### TO DO
Lines before the one containing "--- a/pkg/store/instance_test.go" are left out; that line and every line after it, through the end of the records, are to be reproduced exactly.

### RECORDS SHOWN
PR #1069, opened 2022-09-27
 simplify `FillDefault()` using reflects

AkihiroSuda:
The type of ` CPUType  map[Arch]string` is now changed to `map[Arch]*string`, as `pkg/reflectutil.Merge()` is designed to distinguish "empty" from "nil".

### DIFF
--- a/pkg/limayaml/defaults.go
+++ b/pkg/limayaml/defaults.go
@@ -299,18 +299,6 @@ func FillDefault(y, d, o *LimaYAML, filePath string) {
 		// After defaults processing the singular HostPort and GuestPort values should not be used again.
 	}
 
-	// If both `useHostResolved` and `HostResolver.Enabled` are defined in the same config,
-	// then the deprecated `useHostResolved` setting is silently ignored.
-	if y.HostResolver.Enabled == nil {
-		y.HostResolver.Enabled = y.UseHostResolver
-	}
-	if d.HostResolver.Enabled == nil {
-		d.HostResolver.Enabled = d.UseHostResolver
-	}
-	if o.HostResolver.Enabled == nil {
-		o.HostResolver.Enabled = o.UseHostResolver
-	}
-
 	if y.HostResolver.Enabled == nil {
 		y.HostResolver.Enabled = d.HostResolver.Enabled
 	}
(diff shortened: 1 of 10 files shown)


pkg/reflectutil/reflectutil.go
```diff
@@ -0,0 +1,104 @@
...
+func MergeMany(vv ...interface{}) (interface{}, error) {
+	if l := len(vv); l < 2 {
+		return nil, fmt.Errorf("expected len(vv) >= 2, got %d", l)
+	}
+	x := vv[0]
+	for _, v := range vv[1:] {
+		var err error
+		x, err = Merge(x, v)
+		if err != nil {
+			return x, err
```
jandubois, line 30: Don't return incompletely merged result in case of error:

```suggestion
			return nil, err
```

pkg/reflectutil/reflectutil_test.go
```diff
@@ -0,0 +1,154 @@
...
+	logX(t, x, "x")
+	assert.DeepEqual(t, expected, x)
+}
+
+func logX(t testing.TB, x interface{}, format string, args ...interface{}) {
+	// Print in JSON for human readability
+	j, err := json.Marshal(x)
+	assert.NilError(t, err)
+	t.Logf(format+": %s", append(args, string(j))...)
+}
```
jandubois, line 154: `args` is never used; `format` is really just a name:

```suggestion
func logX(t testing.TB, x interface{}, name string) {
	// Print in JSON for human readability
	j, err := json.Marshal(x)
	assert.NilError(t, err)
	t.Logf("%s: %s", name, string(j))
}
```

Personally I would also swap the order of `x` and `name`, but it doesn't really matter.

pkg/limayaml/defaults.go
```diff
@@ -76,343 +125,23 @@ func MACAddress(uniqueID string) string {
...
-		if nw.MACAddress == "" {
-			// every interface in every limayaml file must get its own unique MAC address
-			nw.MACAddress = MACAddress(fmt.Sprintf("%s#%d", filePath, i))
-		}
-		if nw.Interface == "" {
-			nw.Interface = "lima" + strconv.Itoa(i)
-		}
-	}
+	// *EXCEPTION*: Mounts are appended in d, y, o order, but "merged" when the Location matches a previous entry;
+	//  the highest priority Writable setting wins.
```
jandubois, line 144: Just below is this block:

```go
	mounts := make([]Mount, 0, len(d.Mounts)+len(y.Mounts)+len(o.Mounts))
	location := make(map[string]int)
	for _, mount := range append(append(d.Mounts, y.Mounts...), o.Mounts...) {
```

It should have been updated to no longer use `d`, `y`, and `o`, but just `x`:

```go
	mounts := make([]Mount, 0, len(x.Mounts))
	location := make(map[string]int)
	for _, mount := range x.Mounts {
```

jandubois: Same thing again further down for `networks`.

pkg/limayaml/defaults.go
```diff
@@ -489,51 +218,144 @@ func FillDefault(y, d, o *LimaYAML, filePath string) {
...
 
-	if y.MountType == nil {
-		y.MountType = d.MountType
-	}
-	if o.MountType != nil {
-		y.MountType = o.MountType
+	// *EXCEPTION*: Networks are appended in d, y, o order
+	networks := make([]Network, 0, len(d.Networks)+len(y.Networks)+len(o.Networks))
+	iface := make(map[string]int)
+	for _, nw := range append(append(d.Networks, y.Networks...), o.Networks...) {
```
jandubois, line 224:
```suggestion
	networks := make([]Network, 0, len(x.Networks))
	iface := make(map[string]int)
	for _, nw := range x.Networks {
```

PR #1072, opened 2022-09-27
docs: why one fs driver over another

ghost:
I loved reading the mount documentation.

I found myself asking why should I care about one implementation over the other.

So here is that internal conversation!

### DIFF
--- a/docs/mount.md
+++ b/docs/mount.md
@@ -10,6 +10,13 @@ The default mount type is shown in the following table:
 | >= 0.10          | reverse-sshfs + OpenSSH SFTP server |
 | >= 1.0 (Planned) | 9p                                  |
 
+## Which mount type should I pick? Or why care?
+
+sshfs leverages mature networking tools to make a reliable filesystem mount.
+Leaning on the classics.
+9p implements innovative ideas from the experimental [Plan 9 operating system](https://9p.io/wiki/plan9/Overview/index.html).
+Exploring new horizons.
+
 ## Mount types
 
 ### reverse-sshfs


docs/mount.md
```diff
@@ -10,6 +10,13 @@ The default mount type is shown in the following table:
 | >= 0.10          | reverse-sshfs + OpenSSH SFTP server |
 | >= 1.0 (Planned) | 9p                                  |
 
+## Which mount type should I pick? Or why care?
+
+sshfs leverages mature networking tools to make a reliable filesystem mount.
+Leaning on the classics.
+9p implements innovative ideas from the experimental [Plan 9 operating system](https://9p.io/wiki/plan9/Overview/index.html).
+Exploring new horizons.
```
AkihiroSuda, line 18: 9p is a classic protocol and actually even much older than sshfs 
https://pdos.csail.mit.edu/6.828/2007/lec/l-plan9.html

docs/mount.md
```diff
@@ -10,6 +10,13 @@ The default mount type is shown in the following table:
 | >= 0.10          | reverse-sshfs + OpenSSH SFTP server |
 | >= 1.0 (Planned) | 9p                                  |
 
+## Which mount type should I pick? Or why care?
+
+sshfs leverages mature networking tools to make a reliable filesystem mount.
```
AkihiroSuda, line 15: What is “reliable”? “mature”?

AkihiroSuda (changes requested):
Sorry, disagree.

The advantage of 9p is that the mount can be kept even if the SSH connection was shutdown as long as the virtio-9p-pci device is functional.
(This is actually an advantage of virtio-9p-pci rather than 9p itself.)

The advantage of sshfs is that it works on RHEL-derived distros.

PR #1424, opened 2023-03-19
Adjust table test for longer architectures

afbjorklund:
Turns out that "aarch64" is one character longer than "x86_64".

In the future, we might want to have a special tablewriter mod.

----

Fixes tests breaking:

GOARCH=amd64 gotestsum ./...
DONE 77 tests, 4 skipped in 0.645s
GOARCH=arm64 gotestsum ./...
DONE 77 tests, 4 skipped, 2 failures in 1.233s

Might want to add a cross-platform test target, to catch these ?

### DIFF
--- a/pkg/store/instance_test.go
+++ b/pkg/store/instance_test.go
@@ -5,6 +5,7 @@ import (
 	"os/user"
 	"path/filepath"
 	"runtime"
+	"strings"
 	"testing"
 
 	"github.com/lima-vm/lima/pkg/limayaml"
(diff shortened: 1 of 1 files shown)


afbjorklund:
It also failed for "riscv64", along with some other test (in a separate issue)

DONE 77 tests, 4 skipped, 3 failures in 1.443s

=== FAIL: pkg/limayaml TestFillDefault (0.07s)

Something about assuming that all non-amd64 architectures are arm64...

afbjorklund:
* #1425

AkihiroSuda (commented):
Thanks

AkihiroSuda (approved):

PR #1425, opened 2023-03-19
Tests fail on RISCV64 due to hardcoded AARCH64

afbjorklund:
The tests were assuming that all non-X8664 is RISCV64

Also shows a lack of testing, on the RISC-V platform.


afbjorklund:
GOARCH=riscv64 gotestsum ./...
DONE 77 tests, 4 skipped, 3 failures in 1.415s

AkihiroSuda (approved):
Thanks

### SOLUTION
--- a/pkg/store/instance_test.go
+++ b/pkg/store/instance_test.go
@@ -5,6 +5,7 @@ import (
 	"os/user"
 	"path/filepath"
 	"runtime"
+	"strings"
 	"testing"
 
 	"github.com/lima-vm/lima/pkg/limayaml"
(diff shortened: 1 of 1 files shown)


afbjorklund:
It also failed for "riscv64", along with some other test (in a separate issue)

DONE 77 tests, 4 skipped, 3 failures in 1.443s

=== FAIL: pkg/limayaml TestFillDefault (0.07s)

Something about assuming that all non-amd64 architectures are arm64...

afbjorklund:
* #1425

AkihiroSuda (commented):
Thanks

AkihiroSuda (approved):

PR #1425, opened 2023-03-19
Tests fail on RISCV64 due to hardcoded AARCH64

afbjorklund:
The tests were assuming that all non-X8664 is RISCV64

Also shows a lack of testing, on the RISC-V platform.


afbjorklund:
GOARCH=riscv64 gotestsum ./...
DONE 77 tests, 4 skipped, 3 failures in 1.415s

AkihiroSuda (approved):
Thanks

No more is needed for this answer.